Lucy limped down the road, her pace slowing with each passing hour. Hunger was another pain she had to endure. Images of her friends haunted her thoughts. Her determination all but vanquished, she released the last possibility of hope and fell to her knees, shaking like a thunder frightened dog. She found her tears again.
“I’m not going to make it,” She whimpered.
Her skin was slick in the hot sun, stinking with the sweat of panic. She rose and turned to face them.
Defeated, she raised her left arm towards them, palm facing up. With her right hand she raised the machete above her shaking wrist.
“Fuck you,” she said defiantly, then slowly lowered the blade to drag it across her wrist. The soft skin of her wrist creased around the edge of the blade invitingly. Then Lucy heard something that sounded like a thud. She froze, the blade hungrily waiting for that final cut, as she turned to look for the source of the noise. She could not see anything. The road twisted out of view ahead of her, behind her the groans of the hungry mob grew louder. There it was again. “I know that sound,” she thought. Her mind struggled to focus, attempting to identify the thuds. The mob drew nearer, arms outstretched to take her.
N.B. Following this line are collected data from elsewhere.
PR #1979, opened 2021-12-04
Refine the One Dark theme a bit for consistency with other popular projects (Atom, Vim, Alacritty, etc) using the same theme

ranelpadon:
@Anteru As per my comment in https://github.com/pygments/pygments/pull/1924#issuecomment-985987042. Just want to emphasize that the exact values are more reliable metric than the "contrast" thing since the latter is kinda subjective. Other users that don't like the contrast of One Dark could just use the other themes. But for fans of One Dark, I think they will value consistency.

Actually, it's not much different. Here's the current Pygment's version (just ignore the IPython prompt's/left side color which are custom, non-One Dark color):

Color - One Dark - With Custom Prompt Color and Characters__

and here's the expected version:

Color - One Dark - With Custom Prompt Color and Characters

Non-fans will not notice the subtle difference. And I noticed only since I'm using Alacritty with One Dark theme also (i.e. there are 2 flavors of "orange" color in the first photo above). Thanks :)

### DIFF
--- a/pygments/styles/onedark.py
+++ b/pygments/styles/onedark.py
@@ -12,14 +12,14 @@
 """
 
 from pygments.style import Style
-from pygments.token import Token, Punctuation, Keyword, Name, Comment, String, \
-     Number, Operator, Generic, Whitespace
+from pygments.token import (Comment, Generic, Keyword, Name, Number, Operator,
+                            Punctuation, String, Token, Whitespace)
 
 
 class OneDarkStyle(Style):
     """
     Theme inspired by One Dark Pro for Atom
-    
+
     .. versionadded:: 2.11
     """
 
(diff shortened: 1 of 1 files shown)


ranelpadon:
PS: I wrote also an article earlier featuring IPython/Pygments, and took a lot of screenshots, hence I noticed also the subtle differences:
https://medium.com/codex/pimp-your-python-and-django-shells-db9c995c3735

You might want to check it out also. :)

Anteru:
Merged, thanks. There's a warning that One Dark is not accessible and that bit doesn't change, so we might as well use the "exact" colors.

ranelpadon:
@Anteru Not really sure what you meant here:
> There's a warning that One Dark is not accessible and that bit doesn't change, so we might as well use the "exact" colors.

“It’s a car door!” she yelled at them, and then ran. The pain was gone. It shot through her body like a bullet, but she could not feel it, so she just ran. She rounded the corner and stopped dead.
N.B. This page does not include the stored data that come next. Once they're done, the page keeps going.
PR #2056, opened 2022-01-29
php: update builtin functions lists

birkenfeld:


ancarda (approved):
This looks good to me, thank you!

Despite being a large diff, this does include the 8.x functions like `array_is_list` and drops the removed functions like `import_request_variables`.

It seems a lot of old extensions I've never heard of were dropped too, like Hyperwave. These are still available via PECL, so shouldn't be included for highlighting like this. They aren't standard library functions anymore.

Anteru:
I carefully looked through all functions you've changed/added and I didn't see any issues.

Issue #2053, opened 2022-01-28
Elpi lexer has pathological backtracking


kurtmckee:
The Elpi lexer has pathological backtracking that can be triggered with the following minimal input:

```python
from pygments.lexers.elpi import ElpiLexer

list(ElpiLexer().get_tokens("a" * 30))
```

Only lowercase characters trigger pathological backtracking. Uppercase characters and digits will not.

The culprit is at [line 62](https://github.com/pygments/pygments/blob/a502df0a3ebcffb64125025a5e8a3452d8c63a17/pygments/lexers/elpi.py#L62).

@gares I'm not familiar with Elpi, so if you can jump in to address this, great! Otherwise I'll be able to take a crack at it after this weekend.

gares:
Thanks for pinning this down. What I'm trying to do is to make it so that, for `c` matched by `constant_re`:
- `c` takes `Text`; unless
- `c` starts with a capital, in which case it takes `Name.Variable`, line 61; or
- `c` is followed by `\`, in which case it takes `Name.Variable`, line 62.

My lexer is probably silly, but I don't know how to improve it. So help is welcome.

Examples:
- `foobar` is `Text`
- `Foobar` is `Name.Variable`
- `foobar\` is `Name.Variable`
- `Foobar\` is `Name.Variable` as well

birkenfeld:
The problem is that `constant_re` has an alternative `{}{}*` with `lcase_re` and `idcharstarns_re`, the latter of which contains repetitions as well.  So in effect you have `(something+)*` which has catastrophic backtracking properties.

Can the outer `*` be just removed here, or at least replaced by a `?`?

gares:
I would say it's legit, but I would put `something*` then, not `something+?`.

I read between the lines that these regexp are not compiled to an DFA. If they were all these expressions would collapse to the same. :-/

birkenfeld:
No; DFA regex engines don't support features like backreferences or look-behind assertions, which Python's re does.

Jean-Abou-Samra:
`idcharstarns_re` reads (reformatted):

```python
idcharstarns_re = rf"({idchar_re}+|\.{lcase_re}+)"
```

The relevant alternative of `constant_re` is

```
{lcase_re}{idcharstarns_re}*
```

This sounds like it's not matching what it intends. For example, it can match “`a.a5` where `5` matches `idchar_re`; the `.` works as long as there is a lowercase letter after it but it doesn't require more. What is the intended rule here?

[...]

PR #2058, opened 2022-01-31
Remove now redundant re.UNICODE and (?u)

Jean-Abou-Samra:
In Python 3, re.UNICODE, corresponding to the (?u) modifier,
is always used by default.  This removes its now unnecessary
explicit usage.  In lexers that had "flags = re.MULTILINE | re.UNICODE",
this line is just removed since (without lexer inheritance) re.MULTILINE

New tears ran down her face.
There, in the midst of the tall, green spruce and the white birch, sat a tiny roadside café. It was an ugly, faded yellow with a ghastly blue trim, and that hideous looking restaurant was the most beautiful thing Lucy had ever seen. She bolted towards it as fast as her exhausted legs could carry her.
Inside the café, a chubby waitress with swollen ankles forced a smile as she poured coffee into a big man’s cup.